Empire AI
Empire AI provides high-performance compute resources to eligible PIs across a consortium of New York State research institutions to advance safe, equitable, and responsible AI research for the public good.
Related Links
Examples of Existing Columbia Project Categories on Alpha
- Foundation Models and Generative AI
- AI for Scientific Discovery and Simulation
- Natural Language Processing and Understanding
- Machine Learning Methodology and Applications
- And moreā¦
Timeline
Empire AI was launched in April 2024, marking the beginning of a multi-phase initiative to expand AI research capacity across New York State. By October 2024, the Alpha system became operational at the University at Buffalo, followed by the Beta system award and the conceptual design of the Gamma system in January 2025.
The Beta system is scheduled to come online end of May 2026 and construction of the Gamma facility will begin in early 2027. The Gamma facility is expected to open in Mid-late 2027, with the full Gamma system becoming operational in the first half of 2028.
Alpha Hardware Specifications
The Alpha system initially consisted of 13 HGX nodes with 8 H100 80GB GPUs per node and 4 PB of storage across DDN and VAST. Alpha was recently upgraded to Alpha++ over Fall 2025, with now 24 HGX nodes:
24 HGX Nodes
- Nodes alphagpu01 - alphagpu18
- 8 H100 80GB GPUs per node
- Nodes alphagpu19 - alphagpu24
8 H200 80GB GPUs per node
- 10 400Gb/s ConnectX-7 NIC Cards (8 for IB and 2 for Ethernet)
- 30TB NVMe caching space
- 2TB of system memory
- x86 processor
- Storage:
- 2PB of DDN Storage
- 2PB of VAST (all flash)
Research: There are currently over 120 active projects and 320 users across all the institutions on Empire AI.
Beta Hardware Specifications
Compute: NVIDIA DGX GB200 SuperPOD
- 4 racks NVL72 with 288 B200 GPUs for AI Applications
- 60 Grace-Grace Superchip nodes for data processing and general HPC use
Storage: ~10 PB DDN; ~20 PB VAST all flash Software: NVIDIA AI Enterprise Software
Institutional Allocation & Service Units
Empire AI provides a range of compute nodes and storage options, each with varying performance levels and costs. To ensure consistency in measuring and managing usage, all resources are expressed in a unified metric known as Service Units (SUs).
Alpha and Beta will deliver 6.3M SUs per year with each institutional allocation at 700,000 SUs per year.
With the Beta phase, all computer resources are assigned a value in Service Units, for example:
- 1 Alpha GPU hour = 1 SU
- 1 Beta GPU hour = 2 SU
- 1 Grace-Grace node hour = 0.5 SU
- 1 TB.month = 8.333 SU up to 100 TB, data over 100 TB will be free but allocated and managed separately
- Priority queue access 2x the above
- Shared resource access 0.5x the above
- These above conversion factors are termed multipliers.

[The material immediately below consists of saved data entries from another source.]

PR #84, opened 2023-05-02
Remove `sdk` feature, update version and edition, add helper function

Bargsteen:
## Purpose

A number of small changes needed for the integration testing library.

## Changes

- Add the method
- The newest version of `rust-decimal` requires rust 1.60, so the rust version is also updated.
- Update the Rust edition to `2021`
  - Used `cargo fix --edition` to put spaces in the macros.
- Update rust version in CI 
- Add contributor section in README which also explains the nightly version needed for `cargo fmt`
- Remove the SDK feature

## Checklist

      hard-to-understand areas.

### DIFF
--- a/concordium-contracts-common-derive/Cargo.toml
+++ b/concordium-contracts-common-derive/Cargo.toml
@@ -2,7 +2,8 @@
 name = "concordium-contracts-common-derive"
 authors = ["Concordium <developers@concordium.com>"]
 version = "1.0.1"
-edition = "2018"
+edition = "2021"
+rust-version = "1.60"
 license = "MPL-2.0"
 description = "Procedural macros to ease writing for smart contracts on the Concordium blockchain."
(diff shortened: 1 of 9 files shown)


abizjak (approved):

concordium-contracts-common-derive/Cargo.toml
```diff
@@ -2,16 +2,14 @@
 name = "concordium-contracts-common-derive"
 authors = ["Concordium <developers@concordium.com>"]
 version = "1.0.1"
```
abizjak, line 4: We should bump the version up so we do a new release of it.

Technically this is a breaking change so we need a new major.

concordium-contracts-common/Cargo.toml
```diff
@@ -2,7 +2,8 @@
 name = "concordium-contracts-common"
 version = "5.3.1"
```
abizjak, line 3: Bump version to 6 here as well.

- Cost of a job in SUs = duration * amount of resources * multiplier
Cost Per Service Unit
For Empire AI, 1 SU will equate to $0.50. For Columbia users, the University will be subsidizing 50% of the cost, therefore $0.25/SU. Individual Schools and Departments may provide additional subsidies to further reduce the effective SU cost for their users.
Eligibility
Only those who hold a full-time appointment in a PI-eligible position at Columbia University may submit project proposals for Empire AI. For more clarification on PI eligibility please see: https://research.columbia.edu/pi-eligibility-sponsored-projects
Contact Us
Please send any inquiries to [email protected]. A ServiceNow ticket will be generated and a member of the Columbia Empire AI Support Team will be able to assist further.
Frequently Asked Questions
A Service Unit (SU) is the standard unit of accounting that Empire AI uses to measure and manage resource usage across its systems.
Because Empire AI includes different types of compute nodes (Alpha GPUs, Beta GPUs, Grace-Grace nodes) and storage, each with different performance characteristics and costs, the SU provides a common currency that allows all usage to be compared fairly, regardless of the underlying hardware or service.
Institutions and projects will not be charged for more than their allocation. Projects and institutions that have exceeded allocations will only have access to free, low-priority, preemptible queues (that are otherwise inaccessible) and will be requested to reduce their storage footprint as described in the Empire AI terms and conditions. This policy provides a smooth end to projects, helps ensure full system utilization, and encourages projects to promptly use allocations. Users with no allocation will be transitioned off the system after some period of time, again as described in the terms and conditions.
While Beta will not be HIPAA compliant when it first starts operations later this year, we anticipate compliance by late 2026 for a subset of the system.